Security concern about HTTP request in worker


#1

I use ip firewall on Nginx to whitelist Cloudflare IPs and only allows my domains, so even if others know my origin IP, they cannot perform L7 DDOS attack. However, with worker, others can make request to my server directly via Cloudflare network. I think that might break cloudflare’s rate limit, etc. Fetch API might be safe because it cannot set Host header, but I am still worrying. This also related to Re-Write Host feature (though it is only available for Enterprise plan).


#2

Hi @ze3kr,

If someone else’s Worker makes a request to your domain, the request will be treated just like it had come from an external client. All the usual Cloudflare security checks, rate limiting, and other features will be applied. Don’t worry, we thought carefully about this. :slight_smile:

Of course, as always, your origin server needs to verify that the Host header matches your domain. Otherwise, anyone who knows your IP could simply configure their own DNS entries to list your IP as their origin – this would allow them to generate requests with the Host header listing their domain instead of yours (no need for a Worker), but as long as your origin rejects such requests, you should be OK. (Another way to protect against this is to use Cloudflare Warp – this way, your origin doesn’t need to have a public IP at all.)

You mention the “host header rewrite” page rule. This rule is intentionally restricted to enterprise customers, and its usage is monitored, due to the potential for abuse. Note that this feature is not related to Workers, and there is intentionally no way to do a similar thing in a Worker.


#3

@KentonVarda
So the HTTP request made by JacaScript is restricted (which is quite different than other programming language), it cannot remap the DNS nor change the Host header.

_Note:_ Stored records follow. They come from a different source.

PR #1374, opened 2024-03-16
Removed duplicated items from alien containment list

### LINKED ISSUE #1302: Alien Containment accounting: 2x each item and Brainsucker Pod = 80%

ayrtondenner:
Fixes #1302 and #608

Aliens in containment list were appearing duplicated whenever an alien type exists in more than one base.

Before:
image

After:
image

### DIFF
--- a/game/state/battle/battle.cpp
+++ b/game/state/battle/battle.cpp
@@ -3366,7 +3366,7 @@ void Battle::exitBattle(GameState &state)
 	}
 
 	// Give player vehicle a null cargo just so it comes back to base once
-	for (auto v : playerVehicles)
+	for (auto v : returningVehicles)
 	{
 		v->cargo.emplace_front(
 		    state, StateRef<AEquipmentType>(&state, state.agent_equipment.begin()->first), 0, 0,
--- a/game/state/battle/battle.cpp
+++ b/game/state/battle/battle.cpp
@@ -3366,7 +3366,7 @@ void Battle::exitBattle(GameState &state)
 	}
 
 	// Give player vehicle a null cargo just so it comes back to base once
-	for (auto v : returningVehicles)
+	for (auto v : playerVehicles)
 	{
 		v->cargo.emplace_front(
 		    state, StateRef<AEquipmentType>(&state, state.agent_equipment.begin()->first), 0, 0,
--- a/game/ui/base/transactionscreen.cpp
+++ b/game/ui/base/transactionscreen.cpp
@@ -386,8 +386,12 @@ void TransactionScreen::populateControlsAlien()
 {
 	int leftIndex = getLeftIndex();
 	int rightIndex = getRightIndex();
+	auto &alienTransactionControls = transactionControls[type];
+
 	for (auto &ae : state->agent_equipment)
 	{
+		auto &alienTypeName = ae.first;
+
 		if (!ae.second->bioStorage)
 		{
 			continue;
@@ -395,7 +399,16 @@ void TransactionScreen::populateControlsAlien()
 		// Add alien
 		for (auto &b : state->player_bases)
 		{
-			if (b.second->inventoryBioEquipment[ae.first] > 0)
+
+			auto it =
+			    std::find_if(alienTransactionControls.begin(), alienTransactionControls.end(),
+			                 [&alienTypeName](const sp<TransactionControl> &transactionControl)
+			                 { return transactionControl->itemId == alienTypeName; });
+
+			// Removing brainsucker pod from alien containment list
+			if (b.second->inventoryBioEquipment[ae.first] > 0 &&
+			    alienTypeName != "AEQUIPMENTTYPE_BRAINSUCKER_POD" &&
+			    it == alienTransactionControls.end())
 			{
 				auto control = TransactionControl::createControl(
 				    *state, StateRef<AEquipmentType>{state.get(), ae.first}, leftIndex, rightIndex);
@@ -403,7 +416,7 @@ void TransactionScreen::populateControlsAlien()
 				{
 					control->addCallback(FormEventType::ScrollBarChange, onScrollChange);
 					control->addCallback(FormEventType::MouseMove, onHover);
-					transactionControls[type].push_back(control);
+					alienTransactionControls.push_back(control);
 				}
 			}
 		}
--- a/game/ui/base/transactionscreen.cpp
+++ b/game/ui/base/transactionscreen.cpp
@@ -398,7 +398,7 @@ void TransactionScreen::populateControlsAlien()
 		// Add alien
 		for (auto &b : state->player_bases)
 		{
-			auto alienTypeExistingControl = findControlById(alienTypeName);
+			auto alienTypeExistingControl = findControlById(type, alienTypeName);
 
 			if (b.second->inventoryBioEquipment[ae.first] > 0 &&
 
--- a/game/ui/base/transactionscreen.cpp
+++ b/game/ui/base/transactionscreen.cpp
@@ -398,15 +398,10 @@ void TransactionScreen::populateControlsAlien()
 		// Add alien
 		for (auto &b : state->player_bases)
 		{
+			// Don't add an alien type if it's already added in transaction controls
 			auto alienTypeExistingControl = findControlById(type, alienTypeName);
 
-			if (b.second->inventoryBioEquipment[ae.first] > 0 &&
-
-			    // Removing brainsucker pod from alien containment list
-			    alienTypeName != "AEQUIPMENTTYPE_BRAINSUCKER_POD" &&
-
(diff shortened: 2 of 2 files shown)


FilmBoy84:
I have tested this today
Appears to work
Though i am having trouble finding where brainsucker pods now are (since removed from alien containment list)
They no longer appear to be in Agent Equipment list either (either on agent equip or agent equipment market screens); despite two launchers being recovered (which do appear)

Going to do further testing before i merge as im not sure if pods now disappear into the void

FilmBoy84:
Okay, a little delay in getting saves to you, but here is what I have discovered

There is an agent in this mission of the ORIGINAL GAME holding a brainsucker pod, keep him alive and finish the mission... On returning to base, the brainsucker pod is placed in ALIEN CONTAINMENT and is available for research

[SAVEGAME 1.zip](https://github.com/OpenApoc/OpenApoc/files/14711133/SAVEGAME.1.zip)
image

In OpenApoc, under the build for PR, again, please find attached a savegame with an agent that has a brainsucker pod in their inventory, please finish the mission and you will see on return from that mission the pod neither appears in Alien Containment OR Agent inventory - IT SHOULD DO but this PR sadly makes it disappear completely
[Test.zip](https://github.com/OpenApoc/OpenApoc/files/14711377/Test.zip)
Win64 build: https://ci.appveyor.com/project/OpenApoc/openapoc/builds/49418718/artifacts

ayrtondenner:
Wait, so when a brainsucker pod should appear in the Alien Containment list? Only when it's alive?

FilmBoy84:
There is no pod autopsy, so yes, pods appear in the Alien Containment as they can only be "alive".

The problem referred to in #1302 and several linked issues is that for some reason Brainsucker Pod (Alive) was taking up too much space in Alien Containment rather than it should not be there

I need to check what happens when the pod is researched though - I have a nagging feeling research then adds a "Brainsucker (Alive)" to the Alien Containment on completion research of which should then return a "Brainsucker (Dead)" to the Alien Containment

But that sounds too easy for getting live brainsuckers, so i really need to investigate it as it may be the case that researching the live pod just results in it's destruction (unless you want to test with the Original Game save i provided above first?)

ayrtondenner:
Ok, so should I reverse changes made in https://github.com/OpenApoc/OpenApoc/pull/1372?
Because then Brainsucker Pods will re-appear.

And then I will have to check the values being used for Brainsucker Pods when calculating storage usage for Alien Containment.

FilmBoy84:
Agreed, I'm starting to think we may have to revert #1372 too

Although before anything we need to check the OG logic to save further increasing the workload with anything else missed regarding pods (they are fairly unique in being ammo, equipment and a live alien)

Apologies again, it was my bad in testing #1372 - I assumed removing them from Alien Containment was needed, tested that it removed them, and failed to realise that they are mean to be in there just not consume all the capacity they do 😓

ayrtondenner:
image
Each Brainsucker Pod is taking 11 units of storage space, 11 * 16 = 176 units of storage space - a Alien Containment cell has 20 units of storage space.

ayrtondenner:
> Although before anything we need to check the OG logic to save further increasing the workload with anything else missed regarding pods (they are fairly unique in being ammo, equipment and a live alien)


Just to confirm, I used the save file you provided and the Brainsucker life cycle is like you described: Brainsucker Pod -> Brainsucker (Alive) -> Brainsucker (Dead)

> Apologies again, it was my bad in testing https://github.com/OpenApoc/OpenApoc/pull/1372 - I assumed removing them from Alien Containment was needed, tested that it removed them, and failed to realise that they are mean to be in there just not consume all the capacity they do 😓

Checking in OG game and all Brainsucker stages take 1 slot of Alien Containment.

game/state/battle/battle.cpp
```diff
@@ -3366,7 +3366,7 @@ void Battle::exitBattle(GameState &state)
 	}
 
 	// Give player vehicle a null cargo just so it comes back to base once
-	for (auto v : returningVehicles)
+	for (auto v : playerVehicles)
```
JonnyH, line 3369: If this is a different issue maybe a different PR is useful?

Keeping one-logical-chance-per-PR often helps later for reading logs or bisecting

game/ui/base/transactionscreen.cpp
```diff
@@ -386,18 +386,27 @@ void TransactionScreen::populateControlsAlien()
...
+
 		if (!ae.second->bioStorage)
 		{
 			continue;
 		}
 		// Add alien
 		for (auto &b : state->player_bases)
 		{
-			// Removing brainsucker pod from alien containment list
+			auto alienTypeExistingControl = findControlById(type, alienTypeName);
```
JonnyH, line 401: Can be const?

game/ui/base/transactionscreen.cpp
```diff
@@ -386,18 +386,27 @@ void TransactionScreen::populateControlsAlien()
 {
 	int leftIndex = getLeftIndex();
 	int rightIndex = getRightIndex();
+
 	for (auto &ae : state->agent_equipment)
 	{
+		auto &alienTypeName = ae.first;
```
JonnyH, line 392: Can be const?

game/ui/base/transactionscreen.cpp
```diff
@@ -386,18 +386,27 @@ void TransactionScreen::populateControlsAlien()
...
 		// Add alien
 		for (auto &b : state->player_bases)
 		{
-			// Removing brainsucker pod from alien containment list
+			auto alienTypeExistingControl = findControlById(type, alienTypeName);
+
 			if (b.second->inventoryBioEquipment[ae.first] > 0 &&
-			    ae.first != "AEQUIPMENTTYPE_BRAINSUCKER_POD")
+
+			    // Removing brainsucker pod from alien containment list
```
JonnyH, line 405: I don't really like having a complex enough conditional so that comments are needed in the middle - can make a little hard to read.

Maybe this can be separated out so each is evaluated separately? Might need to reverse the comparisons?



e.g. something like:
```
if (b.second->inventoryBioEquipment[ae.first] == 0)
 continue;

//Skip brainsuckers
if (alienTypeName == "AEQUIPMENTYPE_BRAINSUCKER_POD")
  continue;

// Skip if it's already added
if (alienTypeExistingControl)
  continue;

// Create the control
auto control = ... etc etc etc
```

Does that make the logic clearer?

JonnyH (changes requested):

game/ui/base/transactionscreen.cpp
JonnyH: Though some things on this list may be removed by #1381 anyway :P

game/state/battle/battle.cpp
ayrtondenner: This was wrongly copied from https://github.com/OpenApoc/OpenApoc/pull/1379

game/ui/base/transactionscreen.cpp
ayrtondenner: Even if the variable will have a new value for every loop run, is still advised to create it as const?

JonnyH: If it's not changed after declaration, I'd mark it "const".

I generally see that const *should* be the default, as it means you know at a glance it won't change value later in that block.

game/state/battle/battle.cpp
ayrtondenner: Done, this now is reverted.

game/ui/base/transactionscreen.cpp
ayrtondenner: Updated to const:

https://github.com/OpenApoc/OpenApoc/blob/12f960b12bf8b7d40fd104f027fedb298ccdcd30/game/ui/base/transactionscreen.cpp#L401

game/ui/base/transactionscreen.cpp
ayrtondenner: Updated to const:

https://github.com/OpenApoc/OpenApoc/blob/12f960b12bf8b7d40fd104f027fedb298ccdcd30/game/ui/base/transactionscreen.cpp#L390-L392

game/ui/base/transactionscreen.cpp
ayrtondenner: I reworked the condition to avoid having so many nested conditions. I also removed the outdated "Brainsucker Pod" reference:

https://github.com/OpenApoc/OpenApoc/blob/12f960b12bf8b7d40fd104f027fedb298ccdcd30/game/ui/base/transactionscreen.cpp#L399-L416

The “related to” means worker can do the same thing, it can also rewrite host to serve S3 bucket for example. But now I know the difference: The worker will perform HTTP request like normal client, follows rate limits and firewall, and Re-Write Host could break those limits.

I am also curious is that possible to change CF-Connecting-IP header in JS? That’s also a potential threat. What’s more, will the IP block settings work for request made by worker?


#4

So the HTTP request made by JavaScript is restricted (which is quite different than other programming language), it cannot remap the DNS nor change the Host header.

More precisely, both the Host header and the DNS lookup are based on the same request URL; they cannot be controlled independently. So, it’s impossible for a Worker to send a request to one server but with a Host header specifying a different server.

I am also curious is that possible to change CF-Connecting-IP header in JS? That’s also a potential threat.

A Worker can change this header, but if they are making a request to another zone, then, again, the request is treated like if it came from a client. If a client sends a request to Cloudflare containing CF-Connecting-IP, that header will be ignored and replaced with the client’s real IP. In this case, that will be the Worker’s IP address.

What’s more, will the IP block settings work for request made by worker?

Probably not. The Worker has its own IP, which you probably aren’t blocking. But, similarly, anyone can spin up a server on AWS or Digital Ocean to proxy requests in order to get around your IP block. Doing it with a Worker is similar.

With that said, if you believe that someone else’s Worker is malicious and trying to attack you, please contact our support team immediately – if they are indeed malicious, we will suspend them.


#5

This topic was automatically closed after 14 days. New replies are no longer allowed.